Even in ESTABLISHED state, connections can fail. Applications must detect and handle these failures appropriately.
1. Graceful Close (recv returns 0)
The peer called close() or shutdown()—a normal, expected closure.
int n = recv(sockfd, buf, sizeof(buf), 0);
if (n == 0) {
// Peer closed connection gracefully
// This is normal, not an error
close(sockfd);
}
2. Connection Reset (ECONNRESET)
The peer sent RST—connection is forcibly terminated.
int n = recv(sockfd, buf, sizeof(buf), 0);
if (n < 0 && errno == ECONNRESET) {
// Peer reset connection (RST received)
// Possible causes:
// - Peer crashed and rebooted
// - Peer process died abnormally
// - Firewall injection attack
close(sockfd);
}
3. Broken Pipe (EPIPE / SIGPIPE)
Write to a connection that peer has closed.

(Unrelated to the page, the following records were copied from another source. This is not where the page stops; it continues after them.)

PR #62, opened 2019-05-31
Add support for developer pipelines

jlebon:
So, a lot happening in this patch, but essentially the idea is:

1. add some more parameters to the template to support "devel" resources
2. add annotations to the pipeline buildconfig to allow us to pass data
   to the pipeline code; update the pipeline to pick this up
3. allow uploading to S3 in devel mode using the provided devel prefix
4. add a new `devel-up` utility to make it easier and safer to create
   and update devel pipelines; no way to delete them yet, will do that
   in a follow up

The reason for the `devel-up` utility is that I wanted more "semantic"
control over the way devel resources are created than through directly
using parameters, especially around ensuring that they absolutely do not
modify prod resources. But also, it's much more convenient to use than
overriding each param one by one.

### DIFF
--- a/HACKING.md
+++ b/HACKING.md
@@ -6,6 +6,21 @@ These instructions will cover both local developer workflows, as well as
 interacting with the production pipeline in CentOS CI. A section header
 may indicate that the section only applies to one of the two workflows.
 
+Another option if one simply wants to test a different COSA image or
+FCOS config or pipeline code (but otherwise maintain the manifest the
+same) is to create a developer pipeline alongside the production one. To
+do this, you *must* use the `devel-up` script. For example:
+
+```
+./devel-up --update \
+        --pipeline https://github.com/jlebon/fedora-coreos-pipeline \
+        --config https://github.com/jlebon/fedora-coreos-config@feature \
+        --cosa-img quay.io/jlebon/coreos-assembler:random-tag
+```
+
+Now carrying on with the instructions for setting up the environment
+from scratch...
+
 ### [LOCAL] Set up an OpenShift cluster
 
 First, make sure to install `oci-kvm-hook` on your host system (not in a
@@ -151,18 +166,23 @@ the Jenkins pipeline).
 
 ### Create the pipeline from the template
 
-If working on the production pipeline, or you're not
-planning any modifications, you may simply do:
+If working on the production pipeline, you may simply do:
 
 ```
 oc new-app --file=manifests/pipeline.yaml
 ```
 
-If working on your own repo, you will want to override the
+If working on a local cluster you will want to define the `DEVEL_PREFIX`
+parameter to be e.g. `$USER-`. The pipeline will simply not run without
+a `DEVEL_PREFIX` set if it is not running in prod mode.
+
+There are additional useful parameters for the devel case. For example,
+to use a custom pipeline repo, you'll want to override the
 `PIPELINE_REPO_URL` and `PIPELINE_REPO_REF` parameters:
 
 ```
 oc new-app --file=manifests/pipeline.yaml \
+    --param=DEVEL_PREFIX=$(whoami)- \
     --param=PIPELINE_REPO_URL=https://github.com/jlebon/fedora-coreos-pipeline \
     --param=PIPELINE_REPO_REF=my-feature-branch
 ```
--- a/Jenkinsfile
+++ b/Jenkinsfile
@@ -1,4 +1,4 @@
-def pod, utils, prod
+def pod, utils, prod, devel_prefix, src_config_url, src_config_ref
 node {
     checkout scm
     pod = readFile(file: "manifests/pod.yaml")
@@ -13,6 +13,18 @@ node {
         echo "Running in prod mode."
     } else {
         echo "Running in devel mode on ${env.JENKINS_URL}."
+    }
+
+    devel_prefix = utils.get_pipeline_annotation('devel-prefix')
+    src_config_url = utils.get_pipeline_annotation('source-config-url')
+    src_config_ref = utils.get_pipeline_annotation('source-config-ref')
+
+    // sanity check that a valid prefix is provided if in devel mode and drop
+    // the trailing '-' in the devel prefix
+    if (!prod) {
+      assert devel_prefix.length() > 0 : "Missing devel prefix"
+      assert devel_prefix.endsWith("-") : "Missing trailing dash in devel prefix"
+      devel_prefix = devel_prefix[0..-2]
     }
 }
 
@@ -34,10 +46,31 @@ properties([
 ])
 
 // see bucket layout in https://github.com/coreos/fedora-coreos-tracker/issues/189
-def s3_builddir = "fcos-builds/prod/streams/${params.STREAM}/builds"
+def s3_builddir
+if (prod) {
+  s3_builddir = "fcos-builds/prod/streams/${params.STREAM}/builds"
+  pod = pod.replace("COREOS_ASSEMBLER_IMAGE", "coreos-assembler:master")
+} else {
+  // One prefix = one pipeline = one stream; the devel-up script is geared
+  // towards testing a specific combination of (cosa, pipeline, fcos config),
+  // not a full duplication of all the prod streams. One can always instantiate
+  // a second prefix to test a separate combination if more than 1 concurrent
+  // devel pipeline is needed.
+  s3_builddir = "fcos-builds/devel/streams/${devel_prefix}/builds"
+  pod = pod.replace("COREOS_ASSEMBLER_IMAGE", "${devel_prefix}-coreos-assembler:master")
+}
 
 podTemplate(cloud: 'openshift', label: 'coreos-assembler', yaml: pod, defaultContainer: 'jnlp') {
     node('coreos-assembler') { container('coreos-assembler') {
+
+        // Only use the PVC for prod caching. For devel pipelines, we just
+        // always refetch from scratch: we don't want to allocate cached data
+        // for pipelines which may only run once.
+        if (prod) {
+          utils.workdir = "/srv"
+        } else {
+          utils.workdir = env.WORKSPACE
+        }
 
         stage('Init') {
             utils.shwrap("""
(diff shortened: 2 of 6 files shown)


jlebon:
(The first three commits are from #59, but it's probably easier to *test* #59, using this patch, as described in https://github.com/coreos/fedora-coreos-pipeline/pull/59#issuecomment-497827768).

jlebon:
Now also with the ability to delete the pipeline:

```
$ ./devel-up --update \
    --pipeline https://github.com/jlebon/fedora-coreos-pipeline@devel-pipeline
Parameters:
  DEVEL_PREFIX=jlebon-
  PIPELINE_REPO_URL=https://github.com/jlebon/fedora-coreos-pipeline
  PIPELINE_REPO_REF=devel-pipeline

Updating:
  imagestream "jlebon-coreos-assembler" created
  buildconfig "jlebon-fedora-coreos-pipeline" created

You may start your devel pipeline with:
  oc start-build jlebon-fedora-coreos-pipeline

$ ./devel-up --delete
Parameters:
  DEVEL_PREFIX=jlebon-

Deleting:
  imagestream "jlebon-coreos-assembler" deleted
  buildconfig "jlebon-fedora-coreos-pipeline" deleted
```

manifests/pipeline.yaml
```diff
@@ -117,7 +130,7 @@ objects:
             kind: DockerImage
             # for now we just follow :master, but we may start freezing if
             # things become too unstable
```
dustymabe: does this comment need to be moved to the definition of `COREOS_ASSEMBLER_IMAGE` ?

jlebon: Thanks, done!

HACKING.md
```diff
@@ -6,6 +6,21 @@ These instructions will cover both local developer workflows, as well as
...
+FCOS config or pipeline code (but otherwise maintain the manifest the
+same) is to create a developer pipeline alongside the production one. To
+do this, you *must* use the `devel-up` script. For example:
+
+```
+./devel-up \
+        --pipeline https://github.com/jlebon/fedora-coreos-pipeline \
+        --config https://github.com/jlebon/fedora-coreos-config@feature \
+        --cosa-img quay.io/jlebon/coreos-assembler:random-tag
+```
```
dustymabe: `devel-up: error: one of the arguments --update --delete is required`

devel-up
```diff
@@ -0,0 +1,149 @@
...
+    action = parser.add_mutually_exclusive_group(required=True)
+    action.add_argument("--update", action='store_true',
+                        help="Create or update devel pipeline")
+    action.add_argument("--delete", action='store_true',
+                        help="Delete devel pipeline")
+    parser.add_argument("--start", action='store_true',
+                        help="Start build after updating it")
+    parser.add_argument("--prefix", help="Devel prefix to use for resources",
+                        default=get_username())
+    parser.add_argument("--pipeline", metavar='<URL>[@REF]',
```
dustymabe: is `@REF` a convention? I know at least `oc new-build` uses `#`:

```
  # Create a build config from a remote repository using its beta2 branch
  oc new-build https://github.com/openshift/ruby-hello-world#beta2
```

dustymabe:
ok ran it against a fresh cluster:

```
$ ./devel-up --update --pipeline https://github.com/dustymabe/fedora-coreos-pipeline@PR62 --config https://github.com/dustymabe/fedora-coreos-config@dusty                             
Parameters:
  DEVEL_PREFIX=dustymabe-
  PIPELINE_REPO_URL=https://github.com/dustymabe/fedora-coreos-pipeline
  PIPELINE_REPO_REF=PR62
  PIPELINE_FCOS_CONFIG_URL=https://github.com/dustymabe/fedora-coreos-config
  PIPELINE_FCOS_CONFIG_REF=dusty

Updating:
  imagestream.image.openshift.io/dustymabe-coreos-assembler created
  buildconfig.build.openshift.io/dustymabe-fedora-coreos-pipeline created

You may start your devel pipeline with:
  oc start-build dustymabe-fedora-coreos-pipeline

```

which looks good but I the pods to run the build never start because `coreos-assembler-claim2` isn't satisfiled. For some reason we aren't making a claim because it's not a prefixed item (we only seem to be operating on prefixed items). What do we do about that?

devel-up
jlebon: Inspired by ci-operator: https://github.com/openshift/ci-operator/#usage. I like that `@` actually means "at" which is appropriate here. I'm open to switching it though.

jlebon:
That said, re. the PVC specifically, we don't actually need it for devel pipelines, so we could make it optional. Though I think that'd require splitting it out of `pipeline.yaml` and having a "prod-only-resources" bit on the side, which is awkward.

HACKING.md
jlebon: Thanks, fixed!

devel-up
dustymabe: ok - yeah I didn't know where it came from. I also don't know if there is a case where we'll want to delineate between branch or commit hash. In that case we could have used `#` for branch and `@` for commit hash. It's cool to leave it like it is.

dustymabe:
> Right, you would only use `devel-up` on a namespace which is already set up.

i'm still working through it all but I think it would be extremely useful to be able to target this at a new project (i.e. blank slate) and have it work. Let me revisit this opinion once I've worked out all the kinks.

jlebon:
Just going to copy something I wrote on IRC too:

> so one thing we could do here is add a `--all` switch to `devel-up` so that it defines all the resources when targeting a cluster that's not cci. then the `HACKING.md` docs become: `new-app` once for the Jenkins instance, then directly use `devel-up --update --all`

jlebon:
Re. the buildconfig annotation approach, I like it though I wouldn't be opposed to making them proper Jenkins parameters either. What I was trying to avoid with this was requiring devel setups having to manually be triggered through the "Build with Parameters" UI instead of just through `oc start-build`. I'm inclined to just run with it for now, and see if it causes us too much trouble down the line.

Jenkinsfile
```diff
@@ -1,22 +1,37 @@
-def pod, utils, devel
+def pod, utils, prod, devel_prefix, src_config_url, src_config_ref
```
dustymabe: add `s3_bucket` ?

Jenkinsfile
```diff
@@ -39,12 +86,19 @@ podTemplate(cloud: 'openshift', label: 'coreos-assembler', yaml: pod, defaultCon
...
             # in the future, the stream will dictate the branch in the prod path
-            coreos-assembler init --force https://github.com/coreos/fedora-coreos-config
+            coreos-assembler init --force --branch ${src_config_ref} ${src_config_url}
             """)
         }
 
         stage('Fetch') {
-            if (!devel) {
+            // XXX: drop `!prod && ` once we've uploaded prod builds there
+            if (!prod && s3_builddir)
```
dustymabe: missing `{` ?

Jenkinsfile
```diff
@@ -39,12 +94,19 @@ podTemplate(cloud: 'openshift', label: 'coreos-assembler', yaml: pod, defaultCon
...
         }
 
         stage('Fetch') {
-            if (!devel) {
+            // XXX: drop `!prod && ` once we've uploaded prod builds there
+            if (!prod && s3_builddir) {
+                utils.shwrap("""
+                coreos-assembler buildprep s3://${s3_builddir}
+                """)
+            }
```
dustymabe: i don't want to address this in this PR (we're very close to merging) but would like to brainstorm on how we make this step non-fatal in cases where we are starting with a fresh s3 bucket (i.e. someone set up a new s3 bucket and just brought this up in openshift for the first time).

jlebon: Hmm yeah, `buildprep` has:

```python
    builds = fetcher.fetch_json('builds.json')
    if len(builds) == 0:
        print("Remote has no builds!")
        return
```

though that still assumes that `builds.json` is present. Just need to tweak that.

IOW, I think this is something we should fix in cosa, not necessarily here.

dustymabe: > IOW, I think this is something we should fix in cosa, not necessarily here.

we'd probably have to handle different errors differently, though? in one case builds.json doesn't exist and it's the first build and we want to go on. In the other case builds.json does exist but there was an error retrieving it (network issue, permissions issue, etc).

dustymabe:
one new issue I see:

If originally call `oc new-app --file=manifests/pipeline.yaml` with `--param=S3_BUCKET=dusty-fcos` and then subsequently call `devel-up --update` the annotation on the buildconfig gets set back to `fcos-builds`. This isn't what we want IMHO.

Jenkinsfile
jlebon: Yeah, I think we should be able to key off of the response code in both cases. Will look into this.

dustymabe:
here is a pkgdiff from two consecutive runs (i added the `htop` rpm):


```
    "pkgdiff": [
        [
            "htop",
            0,
            {
                "NewPackage": [
                    "htop",
                    "2.2.0-4.fc30",
                    "x86_64"
                ]
            }
        ],
        [
            "fedora-coreos-overlay",
            2,
            {
                "PreviousPackage": [
                    "fedora-coreos-overlay",
                    "1559760183-098f5d8",
                    "noarch"
                ],
                "NewPackage": [
                    "fedora-coreos-overlay",
                    "1559763067-098f5d8",
                    "noarch"
                ]
            }
        ]
    ],
```

one interesting thing is to see that the `fedora-coreos-overlay` is thought to have changed. We are no longer operating on a local cache, right? How do we keep that as not being a "change"?

dustymabe:
> one interesting thing is to see that the `fedora-coreos-overlay` is thought to have changed. We are no longer operating on a local cache, right? How do we keep that as not being a "change"?

opened https://github.com/coreos/coreos-assembler/issues/544 for this.

Jenkinsfile
dustymabe: opened https://github.com/coreos/coreos-assembler/issues/543 for this

jlebon:
OK, now rebased! Prod pipeline still happy.

PR #66, opened 2019-06-06
pipeline: add FORCE parameter to force rebuild

jlebon:
When testing pipeline and/or cosa changes, one sometimes wants to run
through the whole thing even if nothing changed in the input.


jlebon:
Need this to test the prod pipeline changes after #59 before also merging #62.

(Tested this patch itself using #62.)

dustymabe:
LGTM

// Peer has closed their side (FIN received)
// We try to send data
int n = send(sockfd, data, len, MSG_NOSIGNAL);
if (n < 0 && errno == EPIPE) {
// Cannot write: connection broken
close(sockfd);
}
// Without MSG_NOSIGNAL, SIGPIPE is raised instead!
// Default SIGPIPE action: terminate process
4. Timeout (ETIMEDOUT)
Retransmission limit exceeded—no response from peer.
int n = recv(sockfd, buf, sizeof(buf), 0);
if (n < 0 && errno == ETIMEDOUT) {
// Network path is dead (no response to probes)
// Takes a long time to detect with defaults
close(sockfd);
}
| Scenario | recv() behavior | send() behavior | Detection speed |
|---|---|---|---|
| Peer graceful close | Returns 0 | EPIPE after FIN_WAIT | Immediate |
| Peer crash (RST) | ECONNRESET | ECONNRESET | Immediate |
| Network failure | ETIMEDOUT (eventually) | Blocks then ETIMEDOUT | Minutes |
| Peer power loss | Blocks forever (no keepalive) | Blocks then ETIMEDOUT | Minutes to hours |
| Firewall kills state | Hangs or RST (varies) | RST on next write | On next I/O |
Don't wait for failures to manifest—detect them early:
1. Enable TCP Keep-Alive (as discussed earlier)
2. Implement Application Heartbeats
import threading
import time
def heartbeat_monitor(sock, interval=30, timeout=90):
"""Send periodic heartbeats, detect missing responses"""
last_response = time.time()
while True:
# Send heartbeat
try:
sock.send(b"PING")
except:
raise ConnectionError("Failed to send heartbeat")
# Check for response (with timeout)
sock.settimeout(timeout)
try:
response = sock.recv(4)
if response == b"PONG":
last_response = time.time()
except socket.timeout:
if time.time() - last_response > timeout:
raise ConnectionError("Heartbeat timeout")
time.sleep(interval)
3. Use Proper Timeouts
// Set socket receive timeout
struct timeval tv;
tv.tv_sec = 30; // 30 seconds
tv.tv_usec = 0;
setsockopt(sockfd, SOL_SOCKET, SO_RCVTIMEO, &tv, sizeof(tv));
// recv() will now return EAGAIN/EWOULDBLOCK after 30 seconds
Always assume connections can fail at any time. Use non-blocking I/O or timeouts to prevent indefinite blocking. Handle all error cases explicitly. Use MSG_NOSIGNAL to prevent SIGPIPE crashes. Log connection failures for debugging. Implement reconnection logic where appropriate.
We've explored the ESTABLISHED state comprehensively—the stable, productive phase of TCP connections where reliable data transfer occurs.
All good things must end. When one or both sides want to terminate the connection, TCP enters its closing states: FIN_WAIT and TIME_WAIT. These states handle the orderly teardown of the connection, ensuring all data is delivered and no orphaned packets can interfere with future connections. In the next page, we'll explore the connection termination states and the critical role of TIME_WAIT.
You now understand the TCP ESTABLISHED state in depth—from entry conditions and data transfer mechanics, through reliability enforcement and keep-alive, to socket operations and failure detection. This knowledge is essential for writing robust networked applications that handle the realities of unreliable networks and uncooperative peers.